Convergent Smoothing and Segmentation of Noisy Range Data in Multiscale Space

With few exceptions, most of the existing noise reduction and data segmentation algorithms are only suited to image data. Therefore, an adaptive smoothing algorithm, with model-based masks, within a scale space framework is proposed for range data in this paper. This algorithm smoothes range data that conform to predefined, geometric models, while leaving other data points unaffected. The convergence of the algorithm in yielding dominant features is shown based on its compliance with the anisotropic diffusion concept. The weights of the smoothing masks are adaptively calculated according to the Mahalanobis distances between range data and model-based predictions. These behave as the diffusion coefficient in the anisotropic diffusion equation, thus satisfying the requirements of the causality criterion that no new features are introduced from fine to coarse scales.
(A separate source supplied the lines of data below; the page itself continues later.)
PR #3157, opened 2021-12-09
Refuse create/update unknown settings

Ninjeneer:
Also added missing `bakcupSensitiveData` attribute in every setting schemas


LucasBrazi06:
@ClaudeROSSI Could you check this one?
Thanks!

src/assets/schemas/setting/setting.json
```diff
@@ -16,6 +16,11 @@
       },
       "sanitize": "mongo"
     },
+    "backupSensitiveData": {
```
ClaudeROSSI, line 19: As far as I know **backupSensitiveData** is never used client-side.
I therefore do not see why it should be visible in our REST API.

From my perspective, we should just skip this information to make sure the POST/PUT request cannot override this critical information.
@LucasBrazi06 : Do we have a use-case where the backup of the sensitive data has to be manipulated thru a REST API?

src/assets/server/rest/v1/schemas/setting/setting-analytics-set.json
```diff
@@ -38,10 +38,13 @@
     "identifier": {
       "type": "string",
       "sanitize": "mongo",
-      "enum": ["sac"]
+      "enum": ["analytics"]
     },
     "sensitiveData": {
       "$ref": "setting#/definitions/sensitiveData"
+    },
+    "backupSensitiveData": {
```
ClaudeROSSI, line 46: same comment

src/assets/server/rest/v1/schemas/setting/setting-asset-set.json
```diff
@@ -143,6 +143,9 @@
     },
     "sensitiveData": {
       "$ref": "setting#/definitions/sensitiveData"
+    },
+    "backupSensitiveData": {
```
ClaudeROSSI, line 147: idem

src/assets/server/rest/v1/schemas/setting/setting-organization-set.json
```diff
@@ -0,0 +1,32 @@
...
+    },
+    "identifier": {
+      "type": "string",
+      "sanitize": "mongo",
+      "enum": ["organization"]
+    },
+    "sensitiveData": {
+      "$ref": "setting#/definitions/sensitiveData"
+    },
+    "backupSensitiveData": {
```
ClaudeROSSI, line 25: idem

src/server/rest/v1/service/SettingService.ts
```diff
@@ -151,7 +151,7 @@ export default class SettingService {
       });
     }
     // Filter
-    const filteredRequest = await SettingService.filterSetting(action, req, true);
+    const filteredRequest = SettingService.filterSetting(action, req) as SettingDB;
```
ClaudeROSSI, line 154: I do not think it make sense to cast as SettingDB here.
I would suggest that SettingService.**filterSetting** method has **SettingDB** as return type then.

src/server/rest/v1/service/SettingService.ts
```diff
@@ -173,7 +173,7 @@ export default class SettingService {
 
   public static async handleUpdateSetting(action: ServerAction, req: Request, res: Response, next: NextFunction): Promise<void> {
     UtilsService.assertIdIsProvided(action, req.body.id, MODULE_NAME, 'handleUpdateSetting', req.user);
-    const filteredRequest = await SettingService.filterSetting(action, req, false);
+    const filteredRequest = SettingService.filterSetting(action, req) as SettingDB;
```
ClaudeROSSI, line 176: idem

src/server/rest/v1/validator/SettingValidator.ts
```diff
@@ -84,4 +90,16 @@ export default class SettingValidator extends SchemaValidator {
   public validateSettingCarConnectorSetReq(data: Record<string, unknown>): HttpSettingCarConnectorSetRequest {
```
ClaudeROSSI, line 90: The return type should be SettingDB

src/server/rest/v1/validator/SettingValidator.ts
```diff
@@ -84,4 +90,16 @@ export default class SettingValidator extends SchemaValidator {
...
     return this.validate(this.settingCarConnectorSet, data);
   }
+
+  public validateSettingCarSetReq(data: Record<string, unknown>) {
```
ClaudeROSSI, line 94: As discussed on the phone the return type should be SettingDB for all methods.
And all HttpSetting*interface (added by Remi) are then from my perspective useless!
@LucasBrazi06 : We have new interfaces that are never used (such as **HttpSettingCarConnectorSetRequest**) ... I'm not sure why they have been added!

test/api/SettingTest.ts
```diff
@@ -540,28 +540,54 @@ describe('Setting', function() {
...
         expect(create.status).to.equal(StatusCodes.OK);
       });
       it('Should be able to update a setting', async () => {
-        const read = await testData.centralService.settingApi.readByIdentifier({ 'Identifier': 'test' });
-        read.data.content.type = 'updated';
-        const update = await testData.centralService.settingApi.update(read.data);
+        const read = await testData.centralService.settingApi.readByIdentifier({ 'Identifier': 'pricing' });
+        const oldPricingType = read.data.content.type;
+        read.data.content.type = 'simple';
+        let update = await testData.centralService.settingApi.update(read.data);
```
ClaudeROSSI, line 559: This update does nothing because the type si by default set to 'simple' when using the **utall** tenant.
do you agree?

ClaudeROSSI (changes requested):
I have some comments.

Please let me know what you think.
I won't push the changes that we discussed and that I did on my side.

LucasBrazi06:
@ClaudeROSSI Need your approval

LucasBrazi06:
Moved to dev-cross-review

LucasBrazi06:
@ClaudeROSSI My bad, made mistake on the wrong pipeline :-(, I just put in back in requested change.

test/api/SettingTest.ts
Ninjeneer: Yep ! 
Switched from 'simple' to 'convergentCharging' for test

src/assets/schemas/setting/setting.json
Ninjeneer: You're right, it isn't sent from the client side. 
I removed every "backupSensitiveData" in schemas

src/server/rest/v1/service/SettingService.ts
Ninjeneer: Fixed, same for below comments

ClaudeROSSI (approved):
Approved.

But I think we can have get rid of some interfaces which are not used anymore!
What do you think?

image

Ninjeneer:
> Approved.
> 
> But I think we can have get rid of some interfaces which are not used anymore! What do you think?
> 
You're right, I removed it. We can still retrieve it from the Git history in case we need it later.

The computational complexity of this algorithm is examined and compared to that of the well-known RANSAC feature extraction algorithm. Unlike RANSAC, it has the advantage that the computational complexity is less affected by increasing the order of the model, and is independent of the number of model outliers. The proposed algorithm can be used to smooth range data in multiscale space by increasing the number of smoothing iterations. Robust, robot-occlusion-invariant features are then easily extracted from the smoothed data by least squares fitting algorithms.